A PCM with K = 2 classes was trained on vertical temperature and salinity profiles from 2002 to 2019 time mean of the ISAS dataset (described above). Only profiles where depth does exceed 2000 m were included in the PCM. Each variable was first normalized by vertical levels (e.g., all-temperature values at 200 m are centered and standardized, this allows for deep structures to be preserved against the more diverse surface values) and secondly compressed using a principal component analysis (to reduce the number of vertical dimensions to a few eigen values). Then a Gaussian Mixture Model with 2 modes is fitted on reduced profiles using a classic Expectation-Maximization algorithm62 (See41 for full details of the PCM methodology and43 for the presentation of a PCM with two variables). Finally, temperature and salinity profiles of the full ISAS15 time series are classified using the fitted PCM, i.e., the pK posterior probabilities of the Gaussian Mixture components (clusters) are computed at each grid points.

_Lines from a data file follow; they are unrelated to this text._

PR #4073, opened 2025-03-07
add check_boot_config function in libvirt_bios

nanli1:
for https://github.com/autotest/tp-libvirt/pull/6216


virttest/utils_libvirt/libvirt_bios.py
```diff
@@ -29,3 +29,27 @@ def remove_bootconfig_items_from_vmos(osxml):
...
+    """
+    Check /boot/config-$KVER file.
+
+    :param session: vm session.
+    :param test: test object.
+    :param check_list: checking list, default None.
+    :raises: test.fail if checking fails.
+    """
+    if not check_list:
+        check_list = [
```
dzhengfy, line 44: This specific checking list are not suitable in the common utility function as default values. They are better to be in the tp-libvirt case.

nanli1: Thanks, Updated

dzhengfy (approved):

PR #4074, opened 2025-03-07
Fix snapshot name with letter

liang-cong-red-hat:
For snapshot name with letter, func get_image_snapshot return nothing, so fix this scenario


dzhengfy (approved):
LGTM

PR #4076, opened 2025-03-11
avocado_vt/test: enable storage of VM logs

smitterl:
For libvirt type VMs, store the VM log into the test debug directory. The motivating use case is to confirm if a guest has crashed.

### DIFF
--- a/avocado_vt/test.py
+++ b/avocado_vt/test.py
@@ -18,6 +18,7 @@ Avocado VT plugin
 
 import os
 import shlex
+import shutil
 import sys
 
 from avocado.core import exceptions, test
@@ -153,6 +154,14 @@ class VirtTest(test.Test, utils.TestUtils):
             self.__exc_info = sys.exc_info()
             self.__status = self.__exc_info[1]
         finally:
+            if (
+                self.params.get("vm_type") == "libvirt"
+                and self.params.get("store_libvirt_vm_logs", "yes") == "yes"
+            ):
+                source_dir = "/var/log/libvirt/qemu"
+                file_names = os.listdir(source_dir)
+                for file_name in file_names:
+                    shutil.move(os.path.join(source_dir, file_name), self.debugdir)
             # Clean libvirtd debug logs if the test is not fail or error
             if self.params.get("libvirtd_log_cleanup", "no") == "yes":
                 if (
--- a/virttest/shared/cfg/base.cfg
+++ b/virttest/shared/cfg/base.cfg
@@ -827,6 +827,11 @@ virtinstall_extra_args = ""
 #realtime_mlock = on
 #keyboard_layout = en-us
 
+# If to move VM logs - usually located under /var/log/libvirt/qemu/
+# into the test debug directory. This can help confirm the qemu command
+# and crashes.
+store_libvirt_vm_logs = "yes"
+
 # Params for enable/disable Libvirtd debug logs by default it is
 # enabled and retrieve logs for fail and error tests, the logs
 # are saved in default debug dir


bgartzi:
I agree with both the use case and the implementation. Just a couple general questions:
- any reason why moving the file is preferred over copying it?
- This only affects libvirt tests, would by any chance make more sense to call the `store_vm_logs` parameter `libvirt_store_vm_logs` or something similar?

A side note that nobody asked for: it's true this could be implemented as a `Setuper` and register it in the `virttest.env_process._setup_manager`. In that case, I think it should be one of the latest (if not the last) cleanup steps to be executed. It would be also vital to ensure the logs are copied correctly into the test's `debugdir`. Currently, if any error happens during `env_process` `postprocess` and the error is not handled just there (there are some cases), the logs could not be properly copied into the `debugdir`. So until the steps in `postprocess` aren't refactored into proper `Setuper` subclasses to avoid that hypothetical issue, it doesn't make sense to write a `Setuper` for this case.

chloerh (approved):

smitterl:
> I agree with both the use case and the implementation. Just a couple general questions:
> 
> * any reason why moving the file is preferred over copying it?
No. Would you prefer to copy it instead?
> * This only affects libvirt tests, would by any chance make more sense to call the `store_vm_logs` parameter `libvirt_store_vm_logs` or something similar?
> 
You are right I'll update this part.
> A side note that nobody asked for: it's true this could be implemented as a `Setuper` and register it in the `virttest.env_process._setup_manager`. In that case, I think it should be one of the latest (if not the last) cleanup steps to be executed. It would be also vital to ensure the logs are copied correctly into the test's `debugdir`. Currently, if any error happens during `env_process` `postprocess` and the error is not handled just there (there are some cases), the logs could not be properly copied into the `debugdir`. So until the steps in `postprocess` aren't refactored into proper `Setuper` subclasses to avoid that hypothetical issue, it doesn't make sense to write a `Setuper` for this case.
As this is not super urgent, if you prefer this code be converted to follow a given code pattern like the `Setuper` please let me know.

avocado_vt/test.py
```diff
@@ -153,6 +154,14 @@ def setUp(self):
...
             self.__status = self.__exc_info[1]
         finally:
+            if (
+                self.params.get("vm_type") == "libvirt"
+                and self.params.get("store_libvirt_vm_logs", "yes") == "yes"
+            ):
+                source_dir = "/var/log/libvirt/qemu"
+                file_names = os.listdir(source_dir)
+                for file_name in file_names:
+                    shutil.move(os.path.join(source_dir, file_name), self.debugdir)
```
bgartzi, line 164: >> any reason why moving the file is preferred over copying it?
> 
>No. Would you prefer to copy it instead?

It's not that I'd prefer it or not. I just wanted to know if you considered copying it instead. I'm not sure if it would have sense to keep the original file, as long as it is properly put in the new location (which should be the case, and more handy to the framework user). I don't think this is problematic, specially being logs what we are moving, and doing it once the test is finished.

However, I didn't think about that before, but just came to my mind. Are the files under `/var/log/libvirt/qemu` cleaned up between test runs? For example, given test A and B:
- A is configured so `store_libvirt_vm_logs='no'`.
- B is configured so `store_libvirt_vm_logs='yes'`.
- We run B right after A in the same machine.
- Would logs from A be leaked into the debugdir from test B?

virttest/shared/cfg/base.cfg
```diff
@@ -827,6 +827,11 @@ virtinstall_extra_args = ""
 #realtime_mlock = on
 #keyboard_layout = en-us
 
+# If to move VM logs - usually located under /var/log/libvirt/qemu/
+# into the test debug directory. This can help confirm the qemu command
+# and crashes.
+store_libvirt_vm_logs = "yes"
```
bgartzi, line 833: Thanks for updating the configuration parameter name @smitterl. I'm adding this comment here just to mark it as "resolved" right after.

avocado_vt/test.py
smitterl: > However, I didn't think about that before, but just came to my mind. Are the files under `/var/log/libvirt/qemu` cleaned up between test runs? For example, given test A and B:
> 
> * A is configured so `store_libvirt_vm_logs='no'`.
> * B is configured so `store_libvirt_vm_logs='yes'`.
> * We run B right after A in the same machine.
> * Would logs from A be leaked into the debugdir from test B?

Yes, there could be some leak because for each start the VM log is appended to. There might be settings to avoid this but I think moving the file instead of copying can help avoid this.

bgartzi (approved):
Thanks @smitterl, it looks good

A PCM is a fuzzy classifier because the pK can vary from 0 to 1 and their sum for each profile is 1. This means that each grid point is classified and can possibly be in a smooth intermediate position between the cluster core structure. This also means that the grid cell heat content is preserved if split into each cluster (see Eq. 3). It is important to note that the PCM training does not consider the latitude/longitude of profiles. Therefore, the cluster distribution in space naturally arises from similarities and coherence in ocean interior structures. To compute the typical vertical structures of clusters, we used the mean and standard deviation of profiles attributed to a given class. The PCM analysis was conducted using the pyXpcm software63.